I wanted to take the time to write you a formal letter stating my intentions before (hopefully temporarily) leaving your service.

You have been a fair and generous employer, certainly a far cry from those who gained from my labors prior to my freedom. You have shown me godly compassion and Christian charity and extended these goods deeds to those of my brothers and sisters who found themselves in similar straits. Your words before the Assembly here in Provo has brought gainful employment to dozens of the non-Gifted negroes among whom we’ve hidden these years. I therefore wish to assert in no uncertain terms that my departure is no comment on your generosity or treatment.

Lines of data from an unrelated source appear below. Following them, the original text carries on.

PR #3722, opened 2026-04-29
feat: support GPT-5.4/5.5 variant model IDs for Sisyphus

kuitos:
## Summary

- Tighten isGptNativeSisyphusModel so GPT-native Sisyphus matching is anchored to the actual model ID instead of any substring.
- Keep Sisyphus active for OpenCode-supported model IDs such as gpt-5.4-fast, gpt-5.5-fast, and mixed-case GPT-5.5-Pro.
- Add guard-level regression coverage confirming these model IDs do not trigger the no-Sisyphus-GPT toast or force a Hephaestus switch.

## Root cause

The guard decision belongs in the GPT-native model classifier. Suffix model IDs should be accepted as model IDs by the classifier, not handled through fallback-chain variant inheritance. This patch keeps variant handling unchanged and scopes the behavior to model detection plus no-toast/no-switch regression tests.

## Validation

- bun test src/agents/types.test.ts src/hooks/no-sisyphus-gpt/index.test.ts
- git diff --check origin/dev...HEAD

bun run typecheck still fails on pre-existing repository issues unrelated to this patch, including @opencode-ai/plugin PluginModule export errors and missing posthog-node types.

### DIFF
--- a/src/agents/types.test.ts
+++ b/src/agents/types.test.ts
@@ -23,6 +23,9 @@ describe("isGptNativeSisyphusModel", () => {
     expect(isGptNativeSisyphusModel("github-copilot/gpt-5.4")).toBe(true);
     expect(isGptNativeSisyphusModel("venice/gpt-5-4")).toBe(true);
     expect(isGptNativeSisyphusModel("openai/gpt-5.4-codex")).toBe(true);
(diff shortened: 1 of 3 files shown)


kuitos:
Closing as no-op: latest dev already supports GPT-5.4/5.5 suffix model IDs such as gpt-5.4-fast and gpt-5.5-fast in the GPT-native Sisyphus classifier.

PR #3771, opened 2026-05-03
fix(atlas): block continuation while delegated tasks are pending

tw-yshuang:
## Summary
- treat `pending` background tasks as active when Atlas decides whether to inject a continuation
- prevent Atlas from resuming a plan while a delegated subagent is still in the session-creation window
- add regression coverage for the pending-task continuation race

## Root cause
Atlas continuation only checked for `running` background tasks. When a delegated subagent had already been launched but had not yet acquired its session ID, the task remained in `pending`. That left a race window where Atlas could inject another continuation before the delegated work had actually started, which made the orchestration appear stuck or out of order.

## What changed
- updated `src/hooks/atlas/boulder-continuation-injector.ts` to treat both `pending` and `running` tasks as active background work
- added a regression test covering the pending-session-creation case in `src/hooks/atlas/boulder-continuation-injector.test.ts`

## Tests
- `bun test src/hooks/atlas/boulder-continuation-injector.test.ts src/hooks/atlas/index.test.ts`
- `bun run typecheck`

---
<a href="https://app.blacksmith.sh/code-yeongyu/codesmith/oh-my-openagent/pr/3771"><picture><source media="(prefers-color-scheme: dark)" srcset="https://pr-comments-assets.blacksmith.sh/codesmith/view-in-codesmith-dark.svg"><source media="(prefers-color-scheme: light)" srcset="https://pr-comments-assets.blacksmith.sh/codesmith/view-in-codesmith-light.svg">View in Codesmith</picture></a>

---
## Summary by cubic
Block Atlas continuation while delegated background tasks are still pending session creation, closing a race that could resume plans too early. This keeps orchestration in order and prevents stuck-looking runs.

- **Bug Fixes**
  - Treat both `pending` and `running` background tasks as active in `injectBoulderContinuation` (via `ACTIVE_BACKGROUND_TASK_STATUSES`).
  - Add a regression test to ensure continuation is skipped when a delegated task is still pending.

<sup>Written for commit 56e4044927038f45083cf4a5a8a45904a9087b1a. Summary will update on new commits.</sup>

### DIFF
--- a/src/hooks/atlas/boulder-continuation-injector.test.ts
+++ b/src/hooks/atlas/boulder-continuation-injector.test.ts
@@ -91,6 +91,44 @@ describe("injectBoulderContinuation", () => {
     expect(sessionState.lastContinuationInjectedAt).toBe(123)
   })
 
+  test("#given a background task is still pending session creation #when injector checks again #then it still skips continuation", async () => {
+    // given
+    registerAgentName("atlas")
+    const promptAsyncMock = mock(async (_request: unknown) => undefined)
+    const messagesMock = mock(async () => ({ data: [] }))
+    const sessionState = { promptFailureCount: 1, lastContinuationInjectedAt: 456 }
+
+    const ctx = {
+      directory: "/tmp",
+      client: {
+        session: {
+          messages: messagesMock,
+          promptAsync: promptAsyncMock,
+        },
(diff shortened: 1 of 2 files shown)


tw-yshuang:

Issue #86, opened 2022-08-25
Bad initialization of temporal filesystem support for H5 objects


oesteban:
Using `attrs` initialization and setting the default value with mkdtemp does not generate a new name for every new instance. Instead, the first default value is generated and kept when creating all later instances.

Catched this problem when independent tests loading the same original h5 file crashed only if executed sequentially.

PR #87, opened 2022-08-25
FIX: Generate temporary H5 cache path anew with every new instance of ``DWI``

oesteban:
This has been a sneaky one.

When directly generating the default value, ``mkdtemp()`` was executed only once, so all ``DWI`` objects created within the same scope pointed at the same path.

Resolves: #86.


oesteban:
I'm extremely confident this patch needs to go in. Opened the PR just as a heads-up of this sneaky b***d. Merging...

Issue #89, opened 2022-08-26
Replace nipype ants interfaces with antspy?


arokem:
I've recently had the pleasure of working with [antspy](https://antspy.readthedocs.io/en/latest/). It's fast and the API is both straightforward and flexible. I wonder whether we should use this directly in the estimator module, instead of the nipype interface. Benefits include the fact that it's a pip install, so we would remove a pretty heavy dependency (and for many users, the docker dependency!).

arokem:
This is a good place to start: https://github.com/nipreps/eddymotion/blob/main/src/eddymotion/estimator.py#L119

PR #90, opened 2022-09-26
Replace registration to use ANTsPy instead of Nipype

teresamg:
Addresses #89

### DIFF
--- a/src/eddymotion/estimator.py
+++ b/src/eddymotion/estimator.py
@@ -5,13 +5,14 @@ from tempfile import TemporaryDirectory, mkstemp
 import nibabel as nb
 import nitransforms as nt
 import numpy as np
+from nipype.interfaces.ants.registration import Registration
+from pkg_resources import resource_filename as pkg_fn
 from tqdm import tqdm
 
 from eddymotion.model import ModelFactory
-import ants
-import ants.utils.process_args as ants_utils
-import json
-from eddymotion.utils import antsimage_from_path
+
+import pickle
+import sys
 
 
 class EddyMotionEstimator:
@@ -30,7 +31,6 @@ class EddyMotionEstimator:
     ):
         r"""
         Estimate head-motion and Eddy currents.
-
         Parameters
         ----------
         dwdata : :obj:`~eddymotion.dmri.DWI`
@@ -50,13 +50,11 @@ class EddyMotionEstimator:
         seed : :obj:`int` or :obj:`bool`
             Seed the random number generator (necessary when we want deterministic
             estimation).
-
         Return
         ------
         affines : :obj:`list` of :obj:`numpy.ndarray`
             A list of :math:`4 \times 4` affine matrices encoding the estimated
             parameters of the deformations caused by head-motion and eddy-currents.
-
         """
         align_kwargs = align_kwargs or {}
         reg_target_type = (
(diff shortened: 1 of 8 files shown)


arokem:
@oesteban : I don't see circleci running the tests on this PR. Do we need to change the circleci config somehow to run on PRs?

src/eddymotion/estimator.py
```diff
@@ -105,45 +104,32 @@ def fit(
...
+                        fixed_nii = nb.Nifti1Image(predicted, dwdata.affine)
+                        fixed_ants = ants.from_nibabel(fixed_nii)
+
+                        registration_kwargs = dict(fixed=fixed_ants, moving=moving_ants)
 
-                        registration = Registration(
-                            terminal_output="file",
-                            from_file=pkg_fn(
-                                "eddymotion",
-                                f"config/dwi-to-{reg_target_type}_level{i_iter}.json",
```
arokem, line 123: One question to mull over is how do we pass this config to `ants.registration`? Right now, it's no longer being passed, and it uses the default settings of that function instead.

src/eddymotion/estimator.py
```diff
@@ -105,45 +104,32 @@ def fit(
...
-                            ),
-                            fixed_image=str(fixed.absolute()),
-                            moving_image=str(moving.absolute()),
-                            **align_kwargs,
```
arokem, line 127: Maybe we can use the `align_kwargs` variable to pass the default values in.

src/eddymotion/estimator.py
```diff
@@ -105,45 +104,32 @@ def fit(
...
 
-                        tmpdir = Path(tmpdir)
-                        moving = tmpdir / "moving.nii.gz"
-                        fixed = tmpdir / "fixed.nii.gz"
-                        _to_nifti(data_test[0], dwdata.affine, moving)
-                        _to_nifti(
-                            predicted,
-                            dwdata.affine,
-                            fixed,
-                            clip=reg_target_type == "dwi",
```
arokem, line 116: Looks like the clipping depends on the type of the fixed image (whether it's a b=0 or a diffusion-weighted volume). I guess we need to reincorporate clipping somehow.

src/eddymotion/estimator.py
oesteban: I'm leaning towards just storing one YAML file with the command lines that the estimator can pick.

src/eddymotion/utils.py
```diff
@@ -0,0 +1,23 @@
...
+    val : 
+        Value in dictionary of registration arguments
+
+    Returns
+    -------
+    :obj:`ANTsImage` if val is a string corresponding to a path ending in .nii.gz or .nii
+    """
+    if isinstance(val, str):
+        if Path(val).exists() and (PurePosixPath(val).suffix == '.nii.gz' or PurePosixPath(val).suffix == '.nii'):
+            return ants.from_nibabel(nb.load(val))
```
oesteban, line 21: unnecessary checks. Also, if there's a function to import from nibabel, we don't need to impose ".nii[.gz]" for the extension.

```suggestion
    val = Path(val)
    if not val.exists():
        raise FileNotFoundError(val)
    return ants.from_nibabel(nb.load(val))
```

test/test_utils.py
```diff
@@ -0,0 +1,9 @@
+import ants
+
+
+def test_antsimage_from_path():
```
oesteban, line 4:
```suggestion
def test_antsimage_from_path(datadir, tmp_path):
```

test/test_utils.py
```diff
@@ -0,0 +1,9 @@
+import ants
+
+
+def test_antsimage_from_path():
+    """"""
+    # Generate and save test data to file
+    # Send through antsimage_from_path
+    # Check if ANTsImage, same as original data
+    assert isinstance(result, ants.ANTsImage)
```
oesteban, line 9:
```suggestion
    fixed = tmp_path / "b0.nii.gz"
    dwdata = DWI.from_filename(datadir / "dwi.h5")
    b0nii = nb.Nifti1Image(dwdata.bzero, dwdata.affine, None)
    b0nii.to_filename(fixed)
    assert isinstance(antsimage_from_path(fixed), ants.ANTsImage)
```

src/eddymotion/estimator.py
```diff
@@ -105,45 +107,40 @@ def fit(
...
-                            registration.inputs.initial_moving_transform = str(mat_file)
+                            registration_kwargs['initial_transform'] = str(mat_file)
+
+                        for key in registration_kwargs:
+                            registration_kwargs[key] = antsimage_from_path(registration_kwargs[key])
 
-                        # execute ants command line
-                        result = registration.run(cwd=str(tmpdir)).outputs
+                        #registration_kwargs = ants_utils._int_antsProcessArguments(registration_kwargs)
+                        registration_ants = ants.registration(**registration_kwargs)
```
oesteban, line 133:
```suggestion
                        ants_cli = ants.registration(**registration_kwargs).cmline
                        
                        # Now split ants_cli and replace paths with image objects
                        # this is a bit more convoluted because some paths will come between brackets and commas
                        args = [load_if_image(token) for token in ants_cli.split(" ")]
```

teresamg: Could you show us where the .cmline is coming from? Are you suggesting that we revert back to the nipype Registration() call instead of the current ants call?

arokem:
After some more detailed profiling, we came to the conclusion that this does not provide speedup and potentially reduces flexibility relative to the nipype interface (because the Python API does not expose the full API of the CLI). Unless someone objects, I suggest that we close this PR.

PR #91, opened 2022-11-21
ENH: Add ``FullDKIModel''

oesteban:
The idea behind this model (credit goes to @tmspvn) is to only fit the DKI model once, which could be useful (and, importantly, way faster) for a first pass of head-motion correction.

This new model fits the DKI model at instantiation time, before entering the LOGO loop. Then, the ``predict()`` member just returns the map corresponding to the requested gradient (bvec/bval).

Therefore, it does some "double-dipping" in the sense that the gradient being predicted has already been "seen" in training. The model is likely degraded by the fact that the data are not aligned.

I will keep you updated (cc/ @yasseraleman).

### DIFF
--- a/src/eddymotion/model.py
+++ b/src/eddymotion/model.py
@@ -203,7 +203,7 @@ class TrivialB0Model:
         return self._S0
 
 
-class TrivialDKIModel:
+class TrivialDKIModel(BaseModel):
     """
     A trivial model that returns a *b=0* map always.
 
@@ -219,6 +219,8 @@ class TrivialDKIModel:
     def __init__(self, gtab, data, S0=None, mask=None, b_max=4000, **kwargs):
         """Instantiate the wrapped tensor model."""
         from dipy.reconst.dki import DiffusionKurtosisModel
+
+        super().__init__()
 
         self._S0 = None
         if S0 is not None:
@@ -261,26 +263,10 @@ class TrivialDKIModel:
             # gtab = gtab[:, bval_mask]
 
         self._model = DiffusionKurtosisModel(_rasb2dipy(gtab), **kwargs)
-        self._model = self._model.fit(data[self._mask, ...])
+        super().fit(data, **kwargs)
 
     def fit(self, *args, **kwargs):
         """Do nothing."""
-
-    def predict(self, gradient, step=None, **kwargs):
-        """Propagate model parameters and call predict."""
-
-        predicted = np.squeeze(
-            self._model.predict(
-                _rasb2dipy(gradient),
-                S0=self._S0,
-            )
-        )
-        if predicted.ndim == 3:
-            return predicted
-
-        retval = np.zeros_like(self._mask, dtype="float32")
-        retval[self._mask, ...] = predicted
-        return retval
 
 
 class AverageDWModel:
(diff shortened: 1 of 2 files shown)


src/eddymotion/model.py
```diff
@@ -237,6 +240,95 @@ def predict(self, gradient, **kwargs):
...
+            try:
+                self._model = loop.run_until_complete(asyncio.gather(*fit_tasks))
+            finally:
+                loop.close()
+
+        self._data = _model.predict()
+
+
+    def fit(self, *args, **kwargs):
+        """Do nothing."""
```
arokem, line 325: Do you want a `pass` in here?

src/eddymotion/model.py
```diff
@@ -237,6 +240,95 @@ def predict(self, gradient, **kwargs):
...
+
+    def predict(self, gradient, **kwargs):
+        """Return the *b=0* map."""
+        return self._S0
```
arokem, line 329: This doesn't currently do what the description of the PR says. I think this should return `self._data[..., gradient]` or something like that?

I cannot but look upon these recent emissaries of the Order and wonder at the change in attitude. To be charitable, my previous experiences with the covenant of Savannah were viewed through the lens of slavery, and I never had much experience with those magi of the north, but such simple north-south divides do not entirely explain what has happened here in Provo this past month and a half. That the overtures came from a Virginian, who openly acknowledged that he and his had owned slaves until just recently, gave my head something of a spin.

It would seem that I have been the subject of a more concerted hunt than I had anticipated. I knew that my former master and his Hermetic heirs would seek vengeance upon me for my abrupt departure, especially as they could no longer reclaim me as their property. I expected mercenary wizards to come looking for me for crass payment or political advantage. I did not expect a Virginian to spent over a month ingratiating himself into the Community, come to Temple more than weekly, and spend a considerable sum on the morale and entertainment of the negro servant-class just to get a conversation with me. And once he had that conversation, I did not expect to be offered amnesty and membership in the Order. I rather expected the noose.

I commend your wisdom, as in all things, in procuring the services of Colonel Trombley to negotiate on my behalf. The Virginian, whose name I suspect is not Gideon, brought an Indian Quaesitor, a clever choice as it demonstrates that even those who are not of the White race can aspire to high office among the Order. Over the hours of our discussions I have become convinced that a path to amnesty lies before me that may well result in my ability to live freely without fear of retaliation from the Order. I know that you do not cleave to the Order yourself, but I do hope you can understand my position.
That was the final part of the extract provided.